Mean absolute deviation takes the L1 metric, which implies pow(1) and pow(-1). This becomes summing pow(abs(u-x),1) and then pow(sum,-1), which, needless to say is the same thing as averaging the absolute differences.

Hence the lack of any squaring or square rooting

vacri · on May 20, 2016

It depends on whether the numbers provided are the actual data points themselves, or the deviation from median (the second is what the article provided).

Elrac · on May 20, 2016

Also mildly ironic for Taleb to ignore black swans after writing a book about black swans ;)

trhway · on May 20, 2016

>Except in some specific fields (maths, physics), people are much more interested in the MAD than the STDV, but all they get to make decisions is the STDV.

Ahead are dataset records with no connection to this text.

PR #864, opened 2021-02-13
DRAFT: For consideration, new `quad` primitive to replace `xy_rect`, `xz_rect`, `yz_rect`

hollasch:
DRAFT ONLY

Sharing my new `quad` and other planar primitives for comments. Design commentary flush left.

### DIFF
--- a/src/TheNextWeek/main.cc
+++ b/src/TheNextWeek/main.cc
@@ -339,10 +339,23 @@ void planar_test(scene& scene_desc) {
 ///// triangles, ellipses, annuli and other 2D shapes as possibilities. Hmmm, I haven't yet
 ///// done stencil for giggles; think I'll do that too for my own fun.
 
-    //auto thing = make_shared<quad>(point3(-2,-2,4), vec3(4,0,0), vec3(0,4,0), mat);
-    auto thing = make_shared<ellipse>(point3(0,0,0), vec3(2,0,0), vec3(0,1,0), mat);
-    //auto thing = make_shared<annulus>(point3(0,0,0), vec3(1,0,0), vec3(0,1,0), 1.0, 2.0, mat);
-    //auto thing = make_shared<tri>(point3(-2,-2,0), vec3(4,0,0), vec3(0,4,0), mat);
+    shared_ptr<hittable> thing;
+    switch (0) {
+        default:
+        case 0:
+            thing = make_shared<quad>(point3(-2,-2,4), vec3(4,0,0), vec3(0,4,0), mat);
+            break;
+        case 1:
+            thing = make_shared<ellipse>(point3(0,0,0), vec3(2,0,0), vec3(0,1,0), mat);
+            break;
+        case 2:
+            thing =
+                make_shared<annulus>(point3(0,0,0), vec3(1,0,0), vec3(0,1,0), 1.0, 2.0, mat);
+            break;
+        case 3:
+            thing = make_shared<tri>(point3(-2,-2,0), vec3(4,0,0), vec3(0,4,0), mat);
+            break;
+    }
 
     scene_desc.world.add(thing);
 }
--- a/src/TheNextWeek/main.cc
+++ b/src/TheNextWeek/main.cc
@@ -19,6 +19,7 @@
 #include "hittable_list.h"
 #include "material.h"
 #include "moving_sphere.h"
+#include "planar.h"
 #include "scene.h"
 #include "sphere.h"
 #include "texture.h"
@@ -318,6 +319,35 @@ void default_scene(scene& scene_desc) {
 }
 
 
+void planar_test(scene& scene_desc) {
+    scene_desc.image_width       = 400;
+    scene_desc.aspect_ratio      = 1.0;
+    scene_desc.samples_per_pixel = 4;
+    scene_desc.max_depth         = 4;
+
+    scene_desc.cam.aperture = 0.0;
+    scene_desc.cam.vfov     = 20.0;
+    scene_desc.cam.lookfrom = point3(0,0,12);
+    scene_desc.cam.lookat   = point3(0,0,0);
+
+    auto earth_texture = make_shared<image_texture>("earthmap.jpg");
+    auto mat = make_shared<lambertian>(earth_texture);
+
+    //scene_desc.world.add(make_shared<sphere>(point3(0,0,0), 2, earth_surface));
+
+///// Four new primitive types below. I'm leaning toward keeping only quads, but hinting at
+///// triangles, ellipses, annuli and other 2D shapes as possibilities. Hmmm, I haven't yet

com'n guys, it all comes down to whether you like more romb or circle :) Interesting that MOND (modified Newtonian), if true, would suggest that a circle at very big distances looks like square (notice not like romb :), so physics may start to like it more.

known · on May 20, 2016

http://www.teachmefinance.com/standarddeviation.html

coldtea · on May 20, 2016

>More accurate how?

By better predicting (being closer to) any unseen (e.g. future) sample values. What else did you expect "accurate" to mean?

>Less volatile, not overweighing tail events: what inference would I make incorrectly by using the standard deviation?

You would over-estimate the importance of tail events (e.g. rare big values).

I mean, what you ask is trivially answered by the statements in the article. Perhaps it's the terminology you find confusing?

hyperpape · on May 21, 2016

I guess I thought it meant something more than "they're different values and people sometimes think one is the other".

coldtea · on May 21, 2016

He also says that, but elsewhere in the article. In that part, "more accurate" is used as

(a) "it has better statistical properties"

rather than

(b) "it's more accurate to call it X".